PR #7129, opened 2020-04-22
Remove redundant devDependencies

dcyriller:
### Description

`ember-cli-fastboot`, `ember-cli-fastboot-testing` and `ember-simple-tree` are used in fastboot-test-app workspace only and listed in the workspace package.json. This PR proposes to remove them from the main packages.json

This PR also proposes to bump ember-simple-tree.

### Why

`ember-simple-tree@0.8.0` allows to use NodeJs 13.


dcyriller:
I see that there is a test failing in the external partners test suite:
```
Error: Assertion Failed: Cannot update watchers for `avatarUrl` on `<travis@model:user::ember461:1>` after it has been destroyed.
```
If you have any pointer to help me start digging, I could try to fix it.

runspired:
@dcyriller would love someone to get that fixed, the repo is `travis-web`, I can pair with you to show you how to install local EmberData into the project since linking doesn't always work.

runspired:
@dcyriller I moved travis to allowed-failures for now, we should undo that once we fix: https://github.com/emberjs/data/pull/7142

dcyriller:
I have been able to run travis-web with different ember-data versions. Which allowed me to bisect the issue. It appeared between `ember-data@3.12.6` and `ember-data@3.13.0-beta.0`. Running travis-web test suite with `ember-data@3.12.6` works fine. And the failure is present with `ember-data@3.13.0-beta.0`. In between was released `ember-data@3.13.0-canary.0`, with which I had a different error.

But I believe there is a concurrency issue in travis-web 😢. A 403 failure to fetch the current user seems to trigger a logout and a second attempt at logging in. In parrallel are run a [`this.signOut`](https://github.com/travis-ci/travis-web/blob/master/app/services/auth.js#L214) function that triggers `this.store.unloadAll()` and a second attempt at signing in that triggers a [userRecord.reload](https://github.com/travis-ci/travis-web/blob/master/app/services/auth.js#L209). The second attempt at signing in is triggered by the `application` route's `beforeModel` hook while transitionning to `signin`, which might not be expected.

I'm not sure why it appeared with 3.13. But if there is a bug in ember-data, it will be hard to find because of the concurrency issue 😞.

(Task requirements): List every line above containing the word "suite".

(Solution for this problem):
I see that there is a test failing in the external partners test suite:
I have been able to run travis-web with different ember-data versions. Which allowed me to bisect the issue. It appeared between `ember-data@3.12.6` and `ember-data@3.13.0-beta.0`. Running travis-web test suite with `ember-data@3.12.6` works fine. And the failure is present with `ember-data@3.13.0-beta.0`. In between was released `ember-data@3.13.0-canary.0`, with which I had a different error.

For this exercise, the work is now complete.